Feb 02 18:52:18 | dm_addmap: libdm task=0 error: Success
Feb 02 18:52:18 | 35000c50030256957: failed to load map, error 16
Feb 02 18:52:18 | 35000c50030256957: domap (0) failure for create/reload map
Feb 02 18:52:18 | 35000c50030256957: ignoring map
Feb 02 18:52:18 | sdb: orphan path, map removed internally ????



Screenshot from 2023-02-02 18-31-13.png

Screenshot from 2023-02-02 18-51-45.png
 
Last edited:
Solved: libdevmapper: ioctl/libdm-iface.c(1927)
for this unkillable multipath error for my Proxmox OS drives sda and sdb. No matter what I did I could not solve this problem. libdevmapper: ioctl/libdm-iface.c(1927): device-mapper: reload ioctl on 35000c50030256957 (253:258) failed: Device or resource busy ????
The best solution was to take my backup /etc/*.* folder using rsync and just do a clean install withOUT any lxcs or vms.

It seems that a permanent LOCKED BUSY state happens once you create ANY VM or lxc. Either way by reinstalling a fresh OS and fdisking my disks I was able to get multipath working properly 100% on my OS disks that were not in a locked busy state this time.

If you have this weird, strange, rare locked error on the OS disks just reinstall fresh but take your /etc select files with you first. Reinstalling the OS was a hell of a lot faster than troubleshooting this non killable error by force, delay start, export zpool, or other methods I just couldn't solve this one.

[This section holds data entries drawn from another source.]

PR #68, opened 2026-07-27
AetherStream: world-anchored screen, position controls, watch-along sync (joining still WIP)

Kiro-XVI:
## Summary

Reworks AetherStream's in-world screen and adds control/sync features on top of it.

**Screen rendering**
- Replaces the actor-VFX/Penumbra temp-mod mounting with a self-drawn world-space quad (`ScreenPainter`): a textured triangle strip rendered from the game's own Present hook, positioned by an absolute world position/yaw/scale instead of being cast onto the local player's own model. The screen stays exactly where it's placed instead of riding along attached to the player.
- Drops the Penumbra dependency for this feature entirely - no temp collections, no resource-hook interception, no bundled avfx/atex assets.
- Adds a slight cylindrical curve to the screen (procedural, generated in the same shader - no CPU-side vertex buffer needed), scaled proportionally with the screen's own size.

**Position/scale/rotate controls (Casting tab)**
- X/Y/Z as click-and-drag fields instead of type-and-enter text boxes.
- Scale as a slider, now bounded 0.1x-8x (previously unbounded).
- Rotate as a full-turn slider - not present in the old mounting at all, since yaw was fixed at spawn time.
- Position sliders are bounded to a window around wherever the screen was last deliberately placed (spawn/recenter/preset apply), not an arbitrary world origin.
- Recenter button - re-spawn the screen in front of the player without touching playback.
- Named presets: save/apply/remove, now capturing rotation too so a saved spot restores the exact facing.

**Watch-along screen sync**
- Extends the existing `stream.state` envelope with an optional screen transform (`screenX/y/z/yaw/scale`), so a host's screen position/rotation/scale carries over to viewers - each viewer's own client draws its own local copy at the synced coordinates, no shared/networked object involved.
- Fixes a client-side ordering bug found while testing this: `Mode` was being set to `Hosting` optimistically before the first `stream.state` was even sent, instead of waiting for the server's echo to confirm it, per the existing protocol's own contract.

**Zone-scoped discovery ("Streaming nearby")**
- New signal pair, `stream.nearby` / `stream.nearby.roster`: ask "what's live in my current zone" and get back whoever's hosting there, with no mutual-contact relationship required. Surfaced as a "Streaming nearby" list on the Join screen, refreshed on a timer while it's open.

**Connection reachability**
- Pulled forward the realtime-socket reachability fix from master (keep the socket connected while signed in even with Calls disabled, instead of stopping the router entirely) - relevant here since AetherStream's signaling rides the same connection as calls.

## Status / known gaps

**Joining and watch-along generally is still in active development.** The client side here is complete and has been tested against the existing `stream.state`/`stream.join`/`stream.declined` protocol, but:
- `stream.nearby`/`stream.nearby.roster` needs corresponding server-side support to do anything - right now it's a client-only no-op until the server recognizes the new signal types.
- The screen-transform fields on `stream.state` need to be explicitly relayed server-side (not just tolerated) for sync to actually reach other viewers.
- End-to-end join reliability between two live clients is still being worked through - not yet confirmed fully working in real multi-client testing.

## Test plan

- [x] `dotnet build -c Release` - 0 errors
- [x] Play a video/ROM - screen spawns in front of the player, independent of movement
- [x] Casting tab - drag X/Y/Z, Scale, Rotate live; Recenter; save/apply/remove a preset
- [x] Confirm curve renders as intended (subtle bow, not inverted)
- [ ] Two-client watch-along: host screen position syncs to a viewer once server-side relay is in place
- [x] "Streaming nearby" list populates once server-side `stream.nearby` support ships


src/Aetherphone/Core/Video/DxHandler.cs
```diff
@@ -0,0 +1,91 @@
...
+		}
+		catch (Exception e)
+		{
+			AepLog.Error($"[DxHandler] OnPresent subscriber failed: {e}");
+		}
+
+		return _presentHook!.Original(swapChain, syncInterval, flags);
+	}
+
+	public static void Dispose()
```
XeldarAlz, line 81: Blocking: `DxHandler.Dispose()` has no callers. `VideoEngine.Dispose` (VideoEngine.cs:449) tears down the renderers but never unhooks Present, so the hook stays live after the plugin unloads and the next reload or update detours into freed managed code. Call it from `VideoEngine.Dispose`.

src/Aetherphone/Aetherphone.csproj
```diff
@@ -36,6 +36,12 @@
     <Content Include="Sounds\*.mp3;Sounds\*.wav">
       <CopyToOutputDirectory>PreserveNewest</CopyToOutputDirectory>
     </Content>
+    <Content Include="Native\*.dll;Native\*.exe">
```
XeldarAlz, line 39: Blocking: neither bundled binary is ever loaded. `NativeLoader.Resolve` (Resources.cs:344) resolves libmpv from `GetLocationMPV()` and mpv's `ytdl_path` from `GetLocationYTDLP()`, both of which read `ConfigDirectory` and are filled by the runtime downloader. That is 116 MB of dead weight in git and in the zip: plugin output measures 216 MB. The `Resources/Video` include on line 42 also points at a directory that does not exist.

src/Aetherphone/Aetherphone.csproj
```diff
@@ -62,6 +68,14 @@
     <PackageReference Include="SixLabors.ImageSharp" Version="3.1.12" />
     <PackageReference Include="System.Security.Cryptography.ProtectedData" Version="10.0.0" />
     <PackageReference Include="Vortice.Direct3D11" Version="3.8.3" />
+    <PackageReference Include="Vortice.D3DCompiler" Version="3.8.3" />
+    <PackageReference Include="Penumbra.Api" Version="5.15.1" />
     <PackageReference Include="YoutubeExplode" Version="6.6.0" />
+    <PackageReference Include="SharpDX.Direct3D11" Version="4.2.0" />
+    <PackageReference Include="SharpDX.D3DCompiler" Version="4.2.0" />
+    <PackageReference Include="SharpDX.XAudio2" Version="4.2.0" />
+    <PackageReference Include="NoireLib" Version="1.8.0.3" />
```
XeldarAlz, line 77: Blocking: `NoireLib` is not referenced anywhere in the code, but its analyzer adds 650 `NoireLib_002` warnings across pre-existing files (HttpService, RealtimeConnection, every JsonContext) telling us to drop System.Text.Json, and it pulls System.Data.SQLite and Castle.Core into the plugin. Drop the reference.

src/Aetherphone/Aetherphone.csproj
```diff
@@ -62,6 +68,14 @@
     <PackageReference Include="SixLabors.ImageSharp" Version="3.1.12" />
     <PackageReference Include="System.Security.Cryptography.ProtectedData" Version="10.0.0" />
     <PackageReference Include="Vortice.Direct3D11" Version="3.8.3" />
+    <PackageReference Include="Vortice.D3DCompiler" Version="3.8.3" />
+    <PackageReference Include="Penumbra.Api" Version="5.15.1" />
```
XeldarAlz, line 72: Blocking: `Penumbra.Api` and `ZXing.Net` (line 79) exist only for `Core/Video/TextureTranslate.cs`, which nothing instantiates. It is the QR-code-into-Penumbra-.tex path from the VFX approach this PR removes. `APIHelper.cs` and `APIProvider.cs` are dead the same way, `ApiProvider.Init` is never called. Delete the three files and both packages.

src/Aetherphone/Core/Video/WatchAlongSession.cs
```diff
@@ -0,0 +1,374 @@
...
+    }
+
+    // Zone-scoped discovery - unlike Join, this needs no hostId and no mutual-contact relationship;
+    // the server answers with whoever is currently hosting (see OnFrameworkUpdate's PublishState
+    // call below) in the caller's own current territory. Response lands in Nearby via OnNearby.
+    public void RequestNearbyStreams() => stream.RequestNearby(Plugin.ClientState.TerritoryType);
+
+    public void Join(string hostId)
+    {
+        if (Mode == WatchAlongMode.Hosting)
```
XeldarAlz, line 108: Blocking: `awaitingHostAck` is only cleared when `Mode == Hosting`. Join between the first `PublishState` and its echo and the flag survives the join; the host's next `stream.state` then takes the `awaitingHostAck` branch in `OnState` and flips a viewer to `Hosting`, skipping the url/seek/pause apply. Gate on `Mode == Hosting || awaitingHostAck`.

src/Aetherphone/Apps/AetherStream/AetherStreamApp.Player.cs
```diff
@@ -0,0 +1,461 @@
...
+        {
+            ImGui.InputTextWithHint("##aetherstreamUrl", Loc.T(L.AetherStream.UrlHint), ref urlInput, 2000,
+                ImGuiInputTextFlags.None);
+        }
+
+        var browseCenter = new Vector2(fieldRect.Max.X + 22f * scale, fieldRect.Center.Y);
+        if (ui.IconButton(browseCenter, 16f * scale, FontAwesomeIcon.FolderOpen.ToIconString(), ui.TitleInk,
+                ui.FieldSurface, 0.6f, Loc.T(L.AetherStream.BrowseLocalFile)))
+        {
+            NativeFileDialog.PickVideo(Loc.T(L.AetherStream.BrowseLocalFile),
```
XeldarAlz, line 374: Blocking: this calls `NativeFileDialog` directly instead of `FilePicker`. That skips the ReShade guard (native shell pickers crash ReShade users on thumbnail resolution) and ignores the user's `UseNativeFileDialog` setting. Add a `PickVideo` to `FilePicker` and route through it, like every other picker in the repo.

src/Aetherphone/Core/Video/VideoEngine.cs
```diff
@@ -0,0 +1,458 @@
...
+        bool isNewSession = !_isActive;
+        _screenPainter.SetTarget(screenTexture);
+
+        if (isNewSession)
+        {
+            SpawnScreenInFrontOfLocalPlayer();
+        }
+    }
+
+    public void Dispose()
```
XeldarAlz, line 449: Blocking: `_screenTexture` and `_snesScreenTexture` are never disposed. Two 1920x1080 D3D11 textures leak on every plugin reload.

src/Aetherphone/Core/Video/VideoEngine.cs
```diff
@@ -0,0 +1,458 @@
...
+
+        Task.Run(async () =>
+        {
+            if (IsYTURL(url))
+            {
+                TimeSpan elapsed = DateTime.Now - _lastLoadYT;
+                if (elapsed.TotalSeconds < 7)
+                {
+                    int sleepTime = Math.Min(Math.Max((int)(7000 - elapsed.TotalMilliseconds), 0), 7000); //Add some sleep time to avoid hitting rate limits
+                    Thread.Sleep(sleepTime);
```
XeldarAlz, line 155: Non-blocking: `Thread.Sleep` parks a thread-pool thread for up to 7 seconds, and the `while (true)` render loop on line 175 holds another one for the entire video. The lambda is `async` but never awaits. Use `await Task.Delay` here and a dedicated `LongRunning` task for the render loop.

src/Aetherphone/Core/Video/VideoEngine.cs
```diff
@@ -0,0 +1,458 @@
...
+        MipLevels = 1,
+        ArraySize = 1,
+        Format = Format.B5G6R5_UNorm,
+        BindFlags = BindFlags.ShaderResource | BindFlags.RenderTarget,
+        CpuAccessFlags = CpuAccessFlags.None,
+        SampleDescription = new SampleDescription(1, 0),
+        Usage = ResourceUsage.Default,
+        OptionFlags = ResourceOptionFlags.None,
+    };
+    private CancellationTokenSource _renderCancellation = new();
```
XeldarAlz, line 77: Non-blocking: `_renderCancellation` is never cancelled or disposed, so all seven `IsCancellationRequested` guards below are permanently false and do nothing. `StopVideo` nulls `_mpvRenderer` while the render loop still reads it, which only surfaces as a caught NRE. `_lastIdle` on line 86 is written every tick and never read.

src/Aetherphone/Plugin.cs
```diff
@@ -39,6 +42,9 @@ public sealed class Plugin : IDalamudPlugin
     [PluginService] internal static IContextMenu ContextMenu { get; private set; } = null!;
     [PluginService] internal static IPluginLog Log { get; private set; } = null!;
     [PluginService] internal static IUnlockState UnlockState { get; private set; } = null!;
+    [PluginService] internal static IGameInteropProvider InteropProvider { get; private set; } = null!;
+    [PluginService] internal static IKeyState KeyState { get; private set; } = null!;
```
XeldarAlz, line 46: Non-blocking: `KeyState`/`GamepadState` and the whole SNES path (Snes9xRenderer 841 lines, InputManager, WndProcKeyUpReader, the two Snes config fields) have no UI entry point, `PlaySnes` has no callers outside Core/Video. It still installs a WndProc hook from the plugin constructor. Either wire it up or cut it from this PR.

src/Aetherphone/Core/Video/Resources.cs
```diff
@@ -0,0 +1,366 @@
...
+			AepLog.Debug("Finished Downloading " + downloadURL);
+			if (nameEndsWith == ".7z")
+			{
+				string localFolder = Path.Combine(configDir, Path.GetRandomFileName());
+				Directory.CreateDirectory(localFolder);
+				using (var archive = ArchiveFactory.OpenArchive(tempFile))
+				{
+					foreach (var entry in archive.Entries.Where(e => !e.IsDirectory))
+					{
+						entry.WriteToDirectory(localFolder, new ExtractionOptions
```
XeldarAlz, line 209: Non-blocking: `WriteToDirectory` with `ExtractFullPath = true` on a downloaded archive has no entry-path validation (zip slip), and neither download is hash-checked before being loaded as native code into the game process. Also `Path.GetTempFileName()` leaks its 0-byte file every time, only `tempFile + ext` is deleted.

src/Aetherphone/Core/Video/ScreenPainter.cs
```diff
@@ -0,0 +1,479 @@
...
+using Buffer = SharpDX.Direct3D11.Buffer;
+using GfxKernel = FFXIVClientStructs.FFXIV.Client.Graphics.Kernel;
+using GfxScene = FFXIVClientStructs.FFXIV.Client.Graphics.Scene;
+using GfxGui = FFXIVClientStructs.FFXIV.Component.GUI;
+using GameControl = FFXIVClientStructs.FFXIV.Client.Game.Control;
+using NumericsMatrix4x4 = System.Numerics.Matrix4x4;
+
+namespace Aetherphone.Core.Video;
+
+// Ported from AlphaChannel's ScreenPainter (Voudi, GPL-3.0, tag v1.1.20260725.1088) - the revamp that
```
XeldarAlz, line 16: Nit: this file plus DxHandler, Resources, MpvRenderer and Snes9xRenderer use tabs, `_field` prefixes, block-scoped namespaces and unsealed classes. The rest of the repo is 4 spaces, unprefixed fields, file-scoped namespaces and sealed. Worth normalizing on the way in so the ported files do not read as a separate codebase.

src/Aetherphone/Apps/AetherStream/AetherStreamApp.Casting.cs
```diff
@@ -0,0 +1,215 @@
...
+        if (SmallButton(savePresetRect, Loc.T(L.AetherStream.CastingSavePreset), !string.IsNullOrWhiteSpace(screenPresetName), scale)
+            && !string.IsNullOrWhiteSpace(screenPresetName))
+        {
+            screen.Engine.SaveScreenPreset(screenPresetName);
+            screenPresetName = "";
+        }
+
+        bodyTop = savePresetRect.Max.Y + 12f * scale;
+
+        var presets = screen.Engine.GetScreenPresets();
```
XeldarAlz, line 175: Nit: `GetScreenPresets()` returns a fresh copy, so this allocates a new List every frame the Casting tab is open. Expose the backing list as `IReadOnlyList<ScreenPositionPreset>` instead.

src/Aetherphone/Core/Localization/L.cs
```diff
@@ -1857,6 +1858,105 @@ internal static class Calculator
         public static readonly LocString Error = new("calculator.error", "Error");
     }
 
+    internal static class AetherStream
```
XeldarAlz, line 1861: Nit: ~100 new strings land in L.cs only, none of the 8 non-English JSONs got keys, so AetherStream is English-only in every other language. There is also no `Icons/aetherstream.png`, so the home tile falls back to the letter glyph instead of a Tabler icon like every other app.

XeldarAlz (changes requested):
Built `Aetherphone.sln -c Release` off the branch head: 0 errors, 658 warnings (650 of them newly introduced), 67/67 tests pass. Not run in-game.

The world-space rendering itself reads well and the ScreenPainter notes on depth and viewport are genuinely useful. Findings are inline. Separately, the branch conflicts with master in 7 files (CallHub, PhoneServices, Plugin, AppRegistry, AppAccents, SettingsRow, SocialNotificationService), several of which already carry the poll-interval and Reconcile changes re-applied here, so it needs a rebase before any of this is actionable.

Kiro-XVI:
Superseded by https://github.com/XeldarAlz/FFXIV-Aetherphone/pull/76, which builds on this same port/alphachannel-engine work and adds join-approval scaffolding, party mode, and the watch-along sync fixes (main-thread deferral, screen-transform timing) that make joining actually work. Closing this one in favor of that.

I hope this helps someone solve this libdevmapper: ioctl/libdm-iface.c(1927)

Now, back to eating crayons.

 
I just stumbled over this ticket and I'm glad you solved your issue.

The resource busy is when the device is locked by another kernel system and can be further debugged by dmsetup. It is however not that easy to debug further, yet possible.
Reinstalling - like in windows - solves some issues and I see why you did it.

For the naming issue, we name your devices by scsi bus id that corresponds (in our case) to the shelf ID so that we have e.g. S1R1C1 (for shelf, row and column). With this it is easy to "see" a failed drive better.